╭──

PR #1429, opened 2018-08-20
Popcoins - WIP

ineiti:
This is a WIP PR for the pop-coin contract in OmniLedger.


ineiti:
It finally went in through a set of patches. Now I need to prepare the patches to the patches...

╰──

> [ACTIVITY]: Nothing should be left out. Reproduce all the entries precisely.

> [TASK ANSWER]:
PR #1429, opened 2018-08-20
Popcoins - WIP

ineiti:
This is a WIP PR for the pop-coin contract in OmniLedger.


ineiti:
It finally went in through a set of patches. Now I need to prepare the patches to the patches...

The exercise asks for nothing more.